**TASK:**
What is the number of lines in the entries that contain the word "while"? Reply with that number only.

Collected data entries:
■ ■ ■

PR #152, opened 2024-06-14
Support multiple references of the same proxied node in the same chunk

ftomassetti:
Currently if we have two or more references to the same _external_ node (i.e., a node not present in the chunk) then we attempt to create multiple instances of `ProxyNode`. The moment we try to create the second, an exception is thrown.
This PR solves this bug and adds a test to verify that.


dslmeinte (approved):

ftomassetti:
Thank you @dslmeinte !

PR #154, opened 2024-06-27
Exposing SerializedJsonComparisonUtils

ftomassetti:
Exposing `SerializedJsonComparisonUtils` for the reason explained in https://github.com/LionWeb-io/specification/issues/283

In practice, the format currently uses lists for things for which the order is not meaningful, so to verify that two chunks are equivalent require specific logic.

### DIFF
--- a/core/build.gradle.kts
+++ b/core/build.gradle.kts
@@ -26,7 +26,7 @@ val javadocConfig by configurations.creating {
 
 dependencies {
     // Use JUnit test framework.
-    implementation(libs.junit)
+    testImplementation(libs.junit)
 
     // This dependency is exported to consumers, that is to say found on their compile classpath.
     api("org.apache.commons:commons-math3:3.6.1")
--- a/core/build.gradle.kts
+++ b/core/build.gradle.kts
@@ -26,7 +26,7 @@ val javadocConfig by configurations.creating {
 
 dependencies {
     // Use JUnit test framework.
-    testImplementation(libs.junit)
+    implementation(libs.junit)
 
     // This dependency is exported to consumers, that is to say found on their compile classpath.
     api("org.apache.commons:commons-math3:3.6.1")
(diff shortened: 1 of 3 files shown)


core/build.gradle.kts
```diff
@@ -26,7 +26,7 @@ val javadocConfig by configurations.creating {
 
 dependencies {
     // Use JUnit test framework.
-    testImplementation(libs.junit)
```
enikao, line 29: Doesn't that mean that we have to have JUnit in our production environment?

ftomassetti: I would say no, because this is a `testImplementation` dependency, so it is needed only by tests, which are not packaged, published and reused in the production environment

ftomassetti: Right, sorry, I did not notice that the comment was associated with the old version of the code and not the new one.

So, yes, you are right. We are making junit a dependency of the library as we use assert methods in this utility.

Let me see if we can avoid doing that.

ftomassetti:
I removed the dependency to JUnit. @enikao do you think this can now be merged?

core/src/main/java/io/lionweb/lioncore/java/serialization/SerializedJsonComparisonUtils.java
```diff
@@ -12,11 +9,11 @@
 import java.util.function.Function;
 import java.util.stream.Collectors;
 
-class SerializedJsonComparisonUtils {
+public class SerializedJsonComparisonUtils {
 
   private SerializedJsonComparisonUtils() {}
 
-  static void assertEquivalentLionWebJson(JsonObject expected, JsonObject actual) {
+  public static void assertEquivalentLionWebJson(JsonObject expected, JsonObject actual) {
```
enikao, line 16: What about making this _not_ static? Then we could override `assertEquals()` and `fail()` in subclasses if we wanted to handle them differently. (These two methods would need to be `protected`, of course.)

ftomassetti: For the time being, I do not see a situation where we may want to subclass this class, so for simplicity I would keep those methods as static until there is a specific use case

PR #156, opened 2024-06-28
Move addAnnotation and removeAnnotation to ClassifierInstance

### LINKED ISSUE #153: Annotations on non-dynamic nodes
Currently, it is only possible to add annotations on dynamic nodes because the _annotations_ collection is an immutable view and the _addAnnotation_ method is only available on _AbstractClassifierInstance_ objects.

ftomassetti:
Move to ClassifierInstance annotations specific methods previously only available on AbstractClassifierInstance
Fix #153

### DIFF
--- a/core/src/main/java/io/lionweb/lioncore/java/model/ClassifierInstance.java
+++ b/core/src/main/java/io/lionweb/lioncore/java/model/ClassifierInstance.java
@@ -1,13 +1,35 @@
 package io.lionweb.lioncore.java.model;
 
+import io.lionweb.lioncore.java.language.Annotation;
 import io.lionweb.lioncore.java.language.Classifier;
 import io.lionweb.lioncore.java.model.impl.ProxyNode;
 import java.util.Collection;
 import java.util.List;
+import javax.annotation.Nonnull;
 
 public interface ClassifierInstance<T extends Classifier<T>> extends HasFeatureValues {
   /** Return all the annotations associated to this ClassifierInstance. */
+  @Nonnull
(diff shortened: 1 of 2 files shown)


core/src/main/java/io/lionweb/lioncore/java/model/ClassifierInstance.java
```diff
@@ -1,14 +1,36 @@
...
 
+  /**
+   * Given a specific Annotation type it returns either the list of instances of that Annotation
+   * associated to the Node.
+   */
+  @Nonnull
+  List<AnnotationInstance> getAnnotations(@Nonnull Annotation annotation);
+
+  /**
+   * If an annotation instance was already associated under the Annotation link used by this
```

■ ■ ■

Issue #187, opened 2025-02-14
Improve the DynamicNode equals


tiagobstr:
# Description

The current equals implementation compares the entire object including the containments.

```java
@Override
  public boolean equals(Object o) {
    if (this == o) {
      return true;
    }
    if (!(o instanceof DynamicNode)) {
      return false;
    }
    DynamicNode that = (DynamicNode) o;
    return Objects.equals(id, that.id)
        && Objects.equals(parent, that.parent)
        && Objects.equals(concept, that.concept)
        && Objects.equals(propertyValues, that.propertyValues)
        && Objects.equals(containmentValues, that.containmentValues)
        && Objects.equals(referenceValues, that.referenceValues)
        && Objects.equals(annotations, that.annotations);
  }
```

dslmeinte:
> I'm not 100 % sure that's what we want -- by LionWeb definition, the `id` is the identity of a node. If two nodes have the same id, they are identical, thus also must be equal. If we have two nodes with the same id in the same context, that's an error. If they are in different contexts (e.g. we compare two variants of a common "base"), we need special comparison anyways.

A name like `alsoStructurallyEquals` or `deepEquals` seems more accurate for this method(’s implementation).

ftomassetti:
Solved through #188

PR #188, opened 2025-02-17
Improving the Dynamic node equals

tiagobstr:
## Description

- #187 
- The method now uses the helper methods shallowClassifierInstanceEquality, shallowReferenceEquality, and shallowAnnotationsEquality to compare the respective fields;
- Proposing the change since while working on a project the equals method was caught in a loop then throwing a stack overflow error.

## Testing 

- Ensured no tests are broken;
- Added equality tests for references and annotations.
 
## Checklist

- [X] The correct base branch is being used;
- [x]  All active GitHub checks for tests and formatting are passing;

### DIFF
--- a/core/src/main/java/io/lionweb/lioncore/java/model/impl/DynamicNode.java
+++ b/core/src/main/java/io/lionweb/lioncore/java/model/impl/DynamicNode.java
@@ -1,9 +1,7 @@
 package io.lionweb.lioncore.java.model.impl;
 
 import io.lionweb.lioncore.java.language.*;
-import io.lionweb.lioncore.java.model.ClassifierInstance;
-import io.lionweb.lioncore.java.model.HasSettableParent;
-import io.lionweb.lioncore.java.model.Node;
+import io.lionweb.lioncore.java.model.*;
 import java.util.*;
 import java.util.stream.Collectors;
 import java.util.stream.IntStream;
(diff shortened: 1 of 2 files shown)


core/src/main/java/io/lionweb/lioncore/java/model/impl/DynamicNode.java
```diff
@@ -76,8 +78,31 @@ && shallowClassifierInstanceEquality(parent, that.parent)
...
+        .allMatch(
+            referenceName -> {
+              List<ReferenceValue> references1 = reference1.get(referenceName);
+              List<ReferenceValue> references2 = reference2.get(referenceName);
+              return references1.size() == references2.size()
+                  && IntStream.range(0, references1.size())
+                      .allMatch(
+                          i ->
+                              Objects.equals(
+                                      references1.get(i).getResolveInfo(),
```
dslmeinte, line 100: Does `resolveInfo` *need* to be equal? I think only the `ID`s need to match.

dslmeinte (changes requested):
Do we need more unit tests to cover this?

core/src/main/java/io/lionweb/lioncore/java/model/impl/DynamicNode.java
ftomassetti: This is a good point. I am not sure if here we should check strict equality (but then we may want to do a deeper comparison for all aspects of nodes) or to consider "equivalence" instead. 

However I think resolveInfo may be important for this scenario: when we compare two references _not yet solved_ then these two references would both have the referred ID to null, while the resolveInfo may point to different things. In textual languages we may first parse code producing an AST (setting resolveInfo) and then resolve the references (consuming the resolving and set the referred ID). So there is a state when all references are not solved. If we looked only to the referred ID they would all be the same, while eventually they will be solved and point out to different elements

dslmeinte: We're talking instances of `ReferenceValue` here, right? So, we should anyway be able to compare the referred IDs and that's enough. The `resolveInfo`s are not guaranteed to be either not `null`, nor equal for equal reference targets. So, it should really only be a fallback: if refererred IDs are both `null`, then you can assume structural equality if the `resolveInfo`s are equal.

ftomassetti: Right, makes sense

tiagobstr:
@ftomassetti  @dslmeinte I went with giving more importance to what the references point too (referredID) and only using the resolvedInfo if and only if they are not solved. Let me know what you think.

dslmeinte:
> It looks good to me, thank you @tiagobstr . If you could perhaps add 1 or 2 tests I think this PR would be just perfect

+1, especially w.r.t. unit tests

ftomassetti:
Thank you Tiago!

■ ■ ■

**THE ANSWER:**
2